The invention has for its object to provide a method for coating metals, in which an organic film former is applied to the metal surface, which contains particles of anti-corrosion pigments with increased reactivity. This object is achieved by a method for coating surfaces

Steel, tinned steel, galvanized or alloy galvanized steel or aluminum, whereby in any order a solution or dispersion of a source of ions of di- to tetravalent metals and an organic film former and a solution or

Dispersion of a source of phosphate ions and an organic film former is applied to the metal surfaces together or with a total dry layer of 0.2 to 3 g / m ² , preferably 0.5 to 2 g / m ² , and dried.

The coating method according to the invention differs from previous methods in that the particles of the corrosion protection pigments in the martix of the organic film former are formed shortly before, during or after the application of the solution or dispersion of the organic film former to the metal surface from predetermined starting components. This is done by the reaction of the ions of divalent to tetravalent metals with the phosphate ions in the matrix of the organic film former, that is to say in the matrix of an organic polymer. The influence of the matrix can be seen, for example, in the fact that, even with grazing incidence of the X-ray beam, no crystalline reaction products of the ions of the di- to tetravalent metals with the phosphate ions can be detected using X-ray methods. Accordingly, these reaction products are not crystalline in structure and / or are present in the form of so small individual particles that there is no pronounced X-ray interference. An increased chemical reactivity of the particles can be concluded from this.

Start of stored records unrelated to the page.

PR #3597, opened 2025-12-18
Use OfFloat Point values to create precise highlight brackets

### LINKED ISSUE #521: Bracket selection square too small in some zooms
**Description**
The bracket selection square seems to be too small in some zooms. Some value is probably not scaled up correctly. In my opinion it is always t

Screenshot was made on  125% zoom. Lower end of the square overlaps with the bracker

Image

Screenshot with big font on 100%

Image

**Reproduction**
1. Open Java editor
2.  Select a bracket to have the counterpart highlighted

**Expected Behavior**
The bracket highlighter should look consistent on all zooms

ShahzaibIbrahim:
Because of rounding errors the bracket selection highlight is often inconsistent. Making use of residual values provides precise rectangle values and highlight is consistent across all zooms

Problem: At 250% (the problem is also there for all zooms, at 250 its just better visible), After every three line the fourth line x axis is bit too much on the left. (rounding error)

line 29: the width of highlight is 17px

image

line 30: the width of highlight is 16px

image

### How to test

- Run the runtime workspace with monitor-specific scaling turned on
- Add some brackets in Java file { }
- Select the opening bracket, the closing bracket will be highlighted. 
- See if the rectangle around highlighted bracket is surrounded the bracket correctly (no-cutoffs)

### Result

Suitable substrate materials are the common metals that are currently used for packaging in vehicle construction, in architecture and in the household appliance sector. These are steel, for example the quality ST1405 used in vehicle construction, tinned steel, one-sided or both-sided galvanized or hot-dip galvanized steel or aluminum. The zinc layer of the galvanized steel can be alloyed with other metals, so that alloy-galvanized steel is produced. Examples of such alloy components are iron, nickel and aluminum. Aluminum as substrate material is also not available as pure aluminum in the field of application mentioned, but usually contains fractions of percent to a few percent alloy alloys. components such as magnesium, silicon and copper in particular. Therefore, when we speak of "aluminum", we mean such aluminum alloys.

Suitable organic film formers are those polymers which are usually used for coating metal surfaces. These can be, for example, polymer systems based on epoxides, polyurethanes or polyamides. In the context of the present invention, however, preference is given to using polymers which carry groups which are suitable for salt formation with the di- to tetravalent cations. Polymers bearing carboxylate groups are particularly suitable. Examples include homopolymers or heteropolymers of acrylic acid, metacrylic acid and maleic acid. The organic film formers are used as a solution or as a dispersion in a solvent such as water, an organic solvent or in a mixture of water and an organic solvent. From an environmental point of view and from a safety point of view, solutions or dispersions in water or in a high-water solvent mixture are preferred. Examples include the aqueous solutions or dispersions of homo- or copolymers of acrylic acid, methacrylic acid and their esters, which are commercially available with polymer contents of about 40 to about 70% by weight. Dispersions of copolymers of esters of lower alcohols (essentially C, up to about C ₆ ) with acrylic acid and methacrylic acid, which have a glass transition temperature (TG) in the range from about 20 to about 25 ° C., are particularly suitable.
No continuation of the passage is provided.